Donald Trump dokonał już wprawdzie jednej rzeczy, która wydawała się mało prawdopodobna, zostając prezydentem wbrew wszystkim liczącym się mediom, analitykom, bukmacherom, całej Partii Demokratycznej i większości Partii Republikańskiej, ale warto zachować ostrożność, zanim założy się, że bez trudności zdoła obniżyć podatki i rozpocznie bezprecedensowy „stymulus" fiskalny przy długu około 105 proc. PKB. Jakiekolwiek zmiany wprowadzane przez nowego prezydenta będą musiały mieć wsparcie republikańskiej większości w Kongresie, a o nią wcale nie musi być łatwo, zważywszy, że przez ostatnich osiem lat republikanie stawiali się w roli strażników ostrożności fiskalnej. Trudno uwierzyć również, że członkowie Kongresu podpiszą się pod planami wojny handlowej z Chinami. Wycena małej szansy na taki scenariusz jest naturalna, ale wystarczy jedna wypowiedź Trumpa, by odpłynęła w przeszłość równie łatwo jak mur na granicy z Meksykiem.

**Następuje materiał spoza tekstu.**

PR #54, opened 2017-05-30
Add operator selection to Mobile Connect authentication flow

gorandostanic:
In order to enable Mobile Connect authentication on devices without SIM card, we divert auth flow to operator selection. The actual initialisation is delayed until the interception of the redirect URI.

### DIFF
--- a/connect/src/com/telenor/connect/ConnectSdk.java
+++ b/connect/src/com/telenor/connect/ConnectSdk.java
@@ -160,9 +160,6 @@ public final class ConnectSdk {
                             Uri startUri,
                             boolean isDivertedToFetchInitUri) {
 
-                        if (TextUtils.isEmpty(parameters.get("state"))) {
-                            parameters.put("state", UUID.randomUUID().toString());
-                        }
                         sLastAuthState = parameters.get("state");
 
                         Intent intent = getAuthIntent(startUri);
--- a/connect/src/com/telenor/connect/ConnectSdk.java
+++ b/connect/src/com/telenor/connect/ConnectSdk.java
@@ -86,6 +86,8 @@ public final class ConnectSdk {
      */
     public static final String USE_STAGING_PROPERTY = "com.telenor.connect.USE_STAGING";
 
+    public static final int NO_CUSTOM_LAYOUT = -1;
+
     public static final String ACTION_LOGIN_STATE_CHANGED =
             "com.telenor.connect.ACTION_LOGIN_STATE_CHANGED";
 
@@ -116,27 +118,14 @@ public final class ConnectSdk {
             final Activity activity,
             final Map<String, String> parameters,
             final int requestCode) {
-        Validator.sdkInitialized();
-        sdkProfile.onStartAuthorization(new SdkProfile.OnStartAuthorizationCallback() {
-            @Override
-            public void onSuccess() {
-                Intent intent = getAuthIntent(parameters);
-                activity.startActivityForResult(intent, requestCode);
-            }
-
-            @Override
-            public void onError() {
-                showAuthCancelMessage(activity);
-            }
-        });
-
+        authenticate(activity, parameters, NO_CUSTOM_LAYOUT, requestCode);
     }
 
-    private static Intent getAuthIntent(Map<String, String> parameters) {
+    private static Intent getAuthIntent(Uri startUri) {
         final Intent intent = new Intent();
         intent.setClass(getContext(), ConnectActivity.class);
         intent.setAction(ConnectUtils.LOGIN_ACTION);
-        final String url = getAuthorizeUriAndSetLastAuthState(parameters).toString();
+        final String url = startUri.toString();
         intent.putExtra(ConnectUtils.LOGIN_AUTH_URI, url);
         return intent;
     }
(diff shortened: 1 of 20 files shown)


connect/src/com/telenor/connect/SdkProfile.java
```diff
@@ -24,10 +24,23 @@
...
+            Map<String, String> parameters,
+            List<String> uiLocales,
+            OnStartAuthorizationCallback callback);
+
+    interface OnDeliverAuthorizationUriCallback {
+        void onSuccess(Uri authorizationStartUri);
         void onError();
     }
+
+    interface OnStartAuthorizationCallback extends OnDeliverAuthorizationUriCallback {
```
phyrex1an: Any reason why having this is the same hierarchy? Why isn't there a completely separate callback for mobile connect for the operator discovery result (irregardless of the result was delivered via the manual selection or automatically)? It looks weird to have both kinds of callbacks in the same class (eg, sometimes you implement the onDivert method by throwing RuntimeException).

connect/src/com/telenor/mobileconnect/MobileConnectSdkProfile.java
```diff
@@ -100,32 +103,123 @@ public Uri getAuthorizeUri(Map<String, String> parameters, List<String> locales)
     }
 
     @Override
-    public void onStartAuthorization(final OnStartAuthorizationCallback callback) {
+    public synchronized void onStartAuthorization(
```
phyrex1an: I really dislike these synchronized methods, including the already present ones. The scope is way to wide, and it's not at all clear what is the actions which needs serialization. Can you rewrite into using explicit locks instead, with as small scope as possible? Alternatively get rid of the volatile usage in favor of explicit state passing between threads, but I think we already discussed that and said it was infeasible in these patches...

connect/src/com/telenor/connect/ui/ConnectWebViewClient.java
```diff
@@ -87,11 +88,47 @@ public ConnectWebViewClient(
     }
 
     @Override
-    public boolean shouldOverrideUrlLoading(WebView view, String url) {
-        if (ConnectSdk.getRedirectUri() != null
-                && url.startsWith(ConnectSdk.getRedirectUri())) {
-            ConnectUtils.parseAuthCode(url, connectCallback);
-            return true;
+    @SuppressWarnings("unchecked")
+    public boolean shouldOverrideUrlLoading(final WebView view, final String url) {
```
phyrex1an: This method looks quite misnamed now.

connect/src/com/telenor/connect/SdkProfile.java
atanasdb: I agree with that.
Also for me Operator Selection should be just a different activity, not part of the ConnectActivity.
And you should not modify ConnectWebViewClient.java with the code for Operator Selection.
The flow should be:
getMccMnc -> yes -> getWellKnown -> startAuthroization(wellKnown)
getMccMnc -> no -> getOSUri -> getOperator -> getWellKnown -> startAuthroization(wellKnown)

atanasdb: Why does my comment goes after Goran's even though ts are correct :)?
"I agree with that" is to the @phyrex1an's comment.

connect/src/com/telenor/connect/ui/ConnectWebViewClient.java
atanasdb: I think, the name confusion comes form the fact you are placing code where it does not really belong. See me other comment.

connect/src/com/telenor/connect/SdkProfile.java
gorandostanic: I kind of disagree for a couple of reasons listed below (ideally, operator selection should have been a part of a normal OAuth2 flow, in which case we wouldn't have had discussions of this kind in the first place). 

1. A separate OperatorSelection activity would require publishing it in the manifest, thus exposing developers to an activity they are not supposed to use. I think they generally benefit from encapsulations of this kind (the less - the better).

2. ConnectWebViewClient is not modified with OperatorSelection code, but with a more generic thing that the MobileConnect uses for operator selection. Connect Id could have used it for something else, provided they decided to implement preamble diversions. The fact that they don't do it now does not mean they couldn't.

atanasdb: 1. I'm not sure I understand this argument. Putting an activity in a manifest, shares this with the OS, and does not expose developers to it more than it is currently. Also the encapsulation you did, makes the code a bit harder to follow.
2. "Connect Id could have used it for something else" like what? I think this shouldOverrideUrlLoading is the wrong hook to achieve what you want.

gorandostanic:
1. What I meant was that it's developers that publish activities in the
manifest, so I think it's generally detrimental that they have to publish
activities they are not supposed to use themselves, merely to keep the SDK
in shape.
2. I am not sure it's a wrong hook... my understanding is that the hook is
there to answer "yes" if you don't want the url to be rendered by the
WebView, giving the application a chance to do something else instead.

connect/src/com/telenor/connect/SdkProfile.java
gorandostanic: 1. What I meant was that it's developers that publish activities in the
manifest, so I think it's generally detrimental that they have to publish
activities they are not supposed to use themselves, merely to keep the SDK
in shape.
2. I am not sure it's a wrong hook... my understanding is that the hook is
there to answer "yes" if you don't want the url to be rendered by the
WebView, giving the application a chance to do something else instead.

atanasdb: 1. They don't have to publish anything if you move the activity into the SDK manifest.

2.  You are putting something that's very generally used in a very low level implementation hook. E.g. let's say they don't use WebViews, but something else? Do you still want your OperatorSelection handling to live there.
2b smells like YAGNI, KISS pls :)

atanasdb: And "something else" from 2. is quite real: they have plans to drop the WebView.

gorandostanic: OK, you have convinced me, I'll do a rework :)

atanasdb: yay

connect/src/com/telenor/connect/ConnectSdk.java
```diff
@@ -146,22 +135,59 @@ public static synchronized void authenticate(final Activity activity,
...
-            public void onError() {
-                showAuthCancelMessage(activity);
-            }
+                    @Override
+                    public void onSuccess(Uri authorizationStartUri) {
+                        startAuthActivity(authorizationStartUri, false);
+                    }
+
+                    @Override
+                    public void onDivert(Uri diversionUri) {
```
phyrex1an: I'm guessing the work done per https://github.com/telenordigital/connect-android-sdk/pull/54/files/8514c618036b23ada24c6ba55e45b03c3ad6c0b2#diff-edfffb4e70b7f3f2268239f7a63b2636R43 moves this method somewhere else? If that's the case, consider if the naming could be made less generic.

Efekty „stymulusu" fiskalnego będziemy mogli ujrzeć najwcześniej za kilka kwartałów, o czym wydaje się zapominać szczególnie rynek długu. Nawet jeżeli rzeczywiście zobaczyliśmy już na nim minima rentowności, skala ostatniej przeceny daje szansę na duży zarobek w kolejnych miesiącach. Inflacja powinna rosnąć, ale przy tak słabnącym wzroście PKB, z jakim mamy obecnie do czynienia w Polsce, RPP prędzej zacznie myśleć o obniżkach stóp niż ich podwyższaniu. Ponieważ jednocześnie nie ma dużego ryzyka nadmiernego deficytu w 2017 r., obecne wyceny polskich obligacji wydają się bardzo okazyjne, zwłaszcza pięcioletnie.
Przesadzony wydaje się także wpływ, jaki amerykańskie wybory miałyby mieć na rynki wschodzące. Napływy kapitału do USA mogą się utrzymywać w kolejnych miesiącach, ale tracić na tym powinny przede wszystkim Europa oraz Japonia. Mocny dolar pogarsza sytuację niektórych rozwijających się gospodarek, ale do podtrzymania obecnego trendu niezbędne byłyby podwyżki stóp Fedu. Wprawdzie wzrosły zagrożenia dla takich krajów jak Turcja czy RPA, ale z nawiązką może je zrównoważyć wzrost na rynku w Rosji, potencjalnie największym wygranym amerykańskich wyborów.